John M. Wood is an SSA Administrative Law Judge at the Peoria Hearing Office. Over his 10 years on the bench, he has issued 23,360 lifetime decisions with an approval rate of 42%. This is below the national median of 58%, but aggregate rates describe past decisions, not predictions for your individual hearing. An attorney can help you prepare for this judge's specific bench and ensure your medical evidence is properly presented.
This page presents publicly available SSA Office of Hearings Operations disposition data, with no editorial rating or evaluation. ALJs are independent decisionmakers; aggregate statistics describe past patterns, not predictions of how any individual case will be decided. Information here is provided for hearing preparation, not as legal advice.
Approval rates
Judge Wood maintains a lifetime approval rate of 42% based on 23,360 lifetime decisions. In the most recent reporting period, the approval rate was 46%, which compares to the Peoria Hearing Office average of 56% and the national average of 58%. These figures reflect a significant volume of cases handled over a 10-year tenure. Aggregate rates describe past decisions, not predictions for your individual hearing.
Office- and national-level breakdowns of fully favorable vs denial rates aren't currently published by SSA in the per-office disposition data. The judge's own breakdown is the detail we have today.
Approval rate over time
Year-over-year approval rate across Judge Wood's docket. Annual rates fluctuate with the mix of cases SSA assigns; the longer-run pattern is more informative than any single year.
Decision pattern
Over a decade on the bench, Judge Wood has seen fluctuations in approval patterns. The annual data shows a range of outcomes, with your potential approval rate moving between 31% and 49% during different periods. The most recent data indicates a return to 49% in 2025, suggesting a shift from the lower rates observed in 2022 and 2023. This trend reflects the evolving nature of the cases assigned to this bench.
Preparing for an SSDI hearing
The guidance below applies to any SSDI hearing, not specifically to Judge Wood's bench. Judge-specific preparation guidance requires a corpus of public Appeals Council decisions involving each judge, which we haven't built yet.
- Bring a clean treating-physician record. Longitudinal primary-care or specialist notes spanning the disability period, with consistent symptom documentation, are typically the strongest evidence at hearing. A single month's records usually aren't enough.

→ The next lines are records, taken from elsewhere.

PR #113, opened 2025-08-14
feat: include inputs in stage completion event

lucaspin:
Currently, there's no way to use the inputs from one stage in another stage in the chain, unless you push that input as an output in the execution. Here, we add the inputs in the stage completion event, so the next stages in the chain can also use them.


docs/simulating-source-event.md
```diff
@@ -7,7 +7,7 @@ export EVENT="{\"ref\":\"v1.0\",\"ref_type\":\"tag\"}"
 export SIGNATURE=$(echo -n "$EVENT" | openssl dgst -sha256 -hmac "$SOURCE_KEY" | awk '{print $2}')
 
 curl -X POST \
-  -H "X-Hub-Signature-256: sha256=$SIGNATURE" \
+  -H "X-Signature-256: sha256=$SIGNATURE" \
```
forestileao: Actually this whole markdown is wrong. Since this speficicaly for simulating for github.
Not specifically for testing webhooks. That's why we had "X-Hub-Signature-256".
This markdown should be: "How to test your webhook event source"

forestileao (approved):

PR #114, opened 2025-08-14
fix: removing user from organization

lucaspin:
Now that adding a user to an organization is no longer just about casbin rules, we have an issue when removing users from the organization. The issue happens because we are currently using the `PATCH /api/v1/roles/remove` endpoint for this, which does remove the role from the user, but leaves the user record in the database.

This pull request removes that endpoint, and replaces it with two:
- DELETE /api/v1/users/{user_id} endpoint for removing users from the org, which removes all the casbin rules for the organization and any canvases the user might be in, alongside with the user record
- DELETE /api/v1/canvases/{id}/users/{user_id} endpoint for removing users from a canvas

### Other changes

- Since we have a new `DELETE /api/v1/canvases/{id}/users/{user_id}`, having a matching `POST /api/v1/canvases/{id}/users` endpoint to add users to the canvas makes a bit more sense.
- Describing a role was using the `GET /api/v1/roles/describe`. It makes more sense to use `GET /api/v1/roles/describe/{role_name}` instead
- POST /api/v1/roles/{roleName}/users - instead of POST /api/v1/roles/assign - for assigning a role to a user


pkg/grpc/actions/canvases/remove_user.go
```diff
@@ -0,0 +1,35 @@
...
+	//
+	// TODO: this should be in transaction
+	//
+	for _, role := range roles {
+		err = authService.RemoveRole(user.ID.String(), role.Name, canvasID, models.DomainTypeCanvas)
+		if err != nil {
+			return nil, status.Error(codes.Internal, "error removing user")
+		}
+	}
+
```
forestileao, line 33: The get user roles from canvas also gets the implicit ones. But since it ignores whether the user does not have the role, I think it would be okay. Maybe if we add a test for trying to remove an admin/owner user

pkg/grpc/actions/organizations/remove_user.go
```diff
@@ -0,0 +1,68 @@
...
+	"google.golang.org/grpc/codes"
+	"google.golang.org/grpc/status"
+)
+
+func RemoveUser(ctx context.Context, authService authorization.Authorization, orgID, userID string) (*pb.RemoveUserResponse, error) {
+	user, err := models.FindUserByID(orgID, userID)
+	if err != nil {
+		return nil, status.Error(codes.NotFound, "user not found")
+	}
+
```
forestileao, line 19: also add a TODO that this thing should be in a transaction

Issue #106, opened 2025-08-14
"Name already used" while creating a new canvas with a duplicate name


shiroyasha:
Here is how to reproduce:

1. Created a new canvas, tried out various things, deleted it
2. Tried to create a new canvas
3. No error on the screen, console says 400 name already used

<img width="2764" height="1508" alt="Image" src="https://github.com/user-attachments/assets/a437211a-c46c-40a5-a505-bc2522639383" />

AleksandarCole:
@forestileao are we actually deleting canvases or is that in that same list as deleting components (TBD)?

forestileao:
@AleksandarCole deleting canvases is currently a soft deletion. Until we have a "Garbage Collector" with grace period to in fact delete forever. This fix is already in our list of TODOs

AleksandarCole:
All clear. Thank you!

PR #126, opened 2025-08-19
fix: conflicting canvas name after deletion

forestileao:
## Issue https://github.com/superplanehq/superplane/issues/106

[fix: conflicting canvas name after deletion](https://github.com/superplanehq/superplane/commit/d91fe69bcec46d3c411b09a8f79ee0da6a23dc97)

### DIFF
--- a/pkg/models/canvas.go
+++ b/pkg/models/canvas.go
@@ -122,6 +122,16 @@ func (c *Canvas) CreateStageInTransaction(
 }
 
 func (c *Canvas) DeleteInTransaction(tx *gorm.DB) error {
+	deletedName := fmt.Sprintf("%s-deleted-%d", c.Name, time.Now().Unix())
+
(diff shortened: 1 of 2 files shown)


pkg/models/canvas.go
```diff
@@ -122,6 +122,16 @@ func (c *Canvas) CreateStageInTransaction(
...
+		Where("id = ?", c.ID).
+		Update("name", deletedName).
+		Error
+	if err != nil {
+		return err
+	}
+
 	return tx.
 		Where("id = ?", c.ID).
 		Delete(&Canvas{}).
```
lucaspin: We don't need 2 queries for this. We can update the deleted_at timestamp on the first one, and remove this one

forestileao: Addressed!

PR #173, opened 2025-08-21
feat: intuitive run names

forestileao:
### Changes
- Implement Intuitive Run Names in Backend and Frontend
- Now, there is a new option under executor called "label". This label can be configured to  manage how the executions text will be displayed in UI:

image
image
image

### DIFF
--- a/db/migrations/20250821200205_add-executor-label-fields.down.sql
+++ b/db/migrations/20250821200205_add-executor-label-fields.down.sql
@@ -1,2 +1,0 @@
-ALTER TABLE stages DROP COLUMN executor_label;
-ALTER TABLE stage_events DROP COLUMN executor_label;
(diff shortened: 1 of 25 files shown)


db/migrations/20250821200205_add-executor-label-fields.down.sql
```diff
@@ -0,0 +1,2 @@
+ALTER TABLE stages DROP COLUMN executor_label;
```
lucaspin: We don't use these, so let's just not have it for this too

forestileao: My bad. Removed

db/migrations/20250821200205_add-executor-label-fields.up.sql
```diff
@@ -0,0 +1,2 @@
+ALTER TABLE stages ADD COLUMN executor_label text;
+ALTER TABLE stage_events ADD COLUMN executor_label text;
```
lucaspin: Not sure about `executor_label` as the name for this column. What about just `name`?

lucaspin (approved):

PR #177, opened 2025-08-22
feat: edit and cleanup stages and event sources

forestileao:
### Changes
- Added Update Event Source
- Added Clean webhooks procedure if the resource name is changed
- Added CLI update
- Added UI update


pkg/builders/stage.go
```diff
@@ -325,3 +333,65 @@ func (b *StageBuilder) Update() (*models.Stage, error) {
...
+
+	oldIntegration, err := models.FindIntegrationByID(oldResource.IntegrationID)
+	if err != nil {
+		return nil
+	}
+
+	isIntegrationChanging := b.integration != nil && oldIntegration.ID != b.integration.ID
+	isResourceChanging := b.resource != nil && (oldResource.Name() != b.resource.Name() || oldResource.Type() != b.resource.Type())
+
+	if !isIntegrationChanging && !isResourceChanging {
```
lucaspin: I don't think this is the only thing we should take into account when determining if an event source and its webhook should be deleted.

There are a couple more things to take into account:
- We shouldn't delete anything if the stage is re-using a externally-scoped (created by the user) event source
- Even if the event source is internally-scoped, if another stage is re-using it, we shouldn't delete it as well

Also, since this is all a bit complex, we should probably try to make it all async, and not part of the stage update API call

forestileao: The solution I found was adding two consumers that check for both of these cases. According to my tests everything goes well for all these cases.

pkg/grpc/actions/event_sources/update_event_source.go
```diff
@@ -0,0 +1,124 @@
...
+	pb "github.com/superplanehq/superplane/pkg/protos/canvases"
+	"github.com/superplanehq/superplane/pkg/registry"
+	"google.golang.org/grpc/codes"
+	"google.golang.org/grpc/status"
+	"gorm.io/gorm"
+)
+
+func UpdateEventSource(ctx context.Context, encryptor crypto.Encryptor, registry *registry.Registry, orgID, canvasID, idOrName string, newSource *pb.EventSource) (*pb.UpdateEventSourceResponse, error) {
+	_, userIsSet := authentication.GetUserIdFromMetadata(ctx)
+	if !userIsSet {
```
hamir-suspect, line 24: This looks like it should be implemented as a middleware

pkg/grpc/canvas_service.go
```diff
@@ -75,6 +75,12 @@ func (s *CanvasService) CreateEventSource(ctx context.Context, req *pb.CreateEve
 	return eventsources.CreateEventSource(ctx, s.encryptor, s.registry, orgID, canvasID, req.EventSource)
 }
 
+func (s *CanvasService) UpdateEventSource(ctx context.Context, req *pb.UpdateEventSourceRequest) (*pb.UpdateEventSourceResponse, error) {
+	orgID := ctx.Value(authorization.OrganizationContextKey).(string)
+	canvasID := ctx.Value(authorization.DomainIdContextKey).(string)
+	return eventsources.UpdateEventSource(ctx, s.encryptor, s.registry, orgID, canvasID, req.IdOrName, req.EventSource)
```
hamir-suspect, line 81: if these values are in ctx why are then also an argument?

pkg/logging/logging.go
```diff
@@ -73,3 +73,17 @@ func ForEvent(event *models.Event) *log.Entry {
 		},
 	)
 }
+
+func ForEventSource(eventSource *models.EventSource) *log.Entry {
```
hamir-suspect: unused

pkg/grpc/actions/event_sources/update_event_source.go
forestileao: It is implemented in a middleware: https://github.com/superplanehq/superplane/blob/main/pkg/authorization/interceptor.go#L130

For this case, we are using metadata because grpc gateway transforms headers and put them right there.

pkg/grpc/canvas_service.go
forestileao: For those patterns, we have a justification. And the answer is: Grpc Gateway.
We have an interceptor logic that works like a middleware. Since Grpc Gateway creates a new context for itself,  we use it directly because it is set by the auth interceptor. then, We are guaranteeing that what we have was verified by the authorization interceptor.

pkg/logging/logging.go
forestileao: Good catch! Removed!

hamir-suspect (approved):

PR #182, opened 2025-08-27
fix: nil pointer dereferencing for http executor

forestileao:
fix: nil pointer dereferencing for http executor for HTTP status codes


darkofabijan (approved):
Where is a test? :)

darkofabijan (approved):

- Don't rely on consultative exams alone. If your medical evidence is built primarily around a one-time CE finding, expect detailed questioning. Supplement with treating-source statements where possible.
- Prepare for daily-activity questions. Have honest, specific answers about a typical day. Answers that conflict with the medical record (in either direction) tend to hurt credibility.
- Expect transferable-skills probing. A vocational expert will usually testify about jobs available to someone with your limitations. Your representative should be prepared to cross-examine.
Hearing with Judge Wood? Free, confidential — see if you qualify for SSDI.
Free Benefits ReviewAbout the Peoria hearing office
The Peoria Hearing Office serves you and other claimants throughout Illinois and the surrounding region. With a bench of 6 judges, the office manages a high volume of disability claims to ensure timely processing. The office currently maintains a latest approval rate of 56%, reflecting the broader regional trends in disability adjudication. You can visit the Peoria Hearing Office page for the full ALJ roster.
Other judges at this hearing office
The Social Security Administration uses a workload-balancing algorithm to assign cases, meaning the judge you are assigned is essentially random. Across the Peoria Hearing Office, lifetime approval rates among the bench range from 42% to 67%. Because of this variance, you should focus on the strength of your medical evidence. For preparation purposes, the guidance remains consistent regardless of which judge you are assigned.